Look over the entries below. Report how many lines hold the word "theory", and only that.

+---+

PR #2624, opened 2018-10-12
Reset input language for ExprMiner subsolver

4tXJ7f:
Currently, the subsolver created by the `ExprMiner` copies all the
options from the main solver, including the input language. When
synthesizing rewrites and checking them with the subsolver, this is
problematic because the default decision engine used by SyGuS is
`--decision=internal` but we want `--decision=justification` for solving
string queries for example. This commit changes the `ExprMiner` to set
the input language of the subsolver to `smt2`, s.t.
`SmtEngine::setDefaults()` chooses the correct decision engine.

### DIFF
--- a/src/theory/quantifiers/expr_miner.cpp
+++ b/src/theory/quantifiers/expr_miner.cpp
@@ -91,6 +91,7 @@ void ExprMiner::initializeChecker(std::unique_ptr<SmtEngine>& checker,
       checker->setTimeLimit(options::sygusExprMinerCheckTimeout(), true);
       checker->setLogic(smt::currentSmtEngine()->getLogicInfo());
       checker->setOption("sygus-rr-synth-input", false);
+      checker->setOption("input-language", "smt2");
       Expr equery = squery.toExpr().exportTo(&em, varMap);
       checker->assertFormula(equery);
     }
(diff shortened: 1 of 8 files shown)


src/theory/quantifiers/expr_miner.cpp
```diff
@@ -91,6 +91,7 @@ void ExprMiner::initializeChecker(std::unique_ptr<SmtEngine>& checker,
       checker->setTimeLimit(options::sygusExprMinerCheckTimeout(), true);
       checker->setLogic(smt::currentSmtEngine()->getLogicInfo());
       checker->setOption("sygus-rr-synth-input", false);
+      checker->setOption("input-language", "smt2");
```
ajreynol: Should we drop the condition on line 80? At the moment the behavior is not inuitive: if you set a timeout or the other option is set, we setup the proper defaults, otherwise we dont.

4tXJ7f:
Alright, after our discussion offline, I've added the option `--sygus-expr-miner-check-use-export` (true by default), which decides whether we use a separate `ExprManager` for our subsolver. We usually want to do this because it allows us to set separate options for the subsolver and avoids any potential issues from the subsolver setting options, e.g. during `SmtEngine::setDefaults()`, that are then also applied to the main solver. Some sorts unfortunately do not allow exporting right now (primarily datatypes) but it should be fine for most sorts that we are interested in. I've also added regressions for FP rewrite synthesis to make sure that we are not breaking their export.

ajreynol:
The new policy looks good to me.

+---+

*Reply:* 3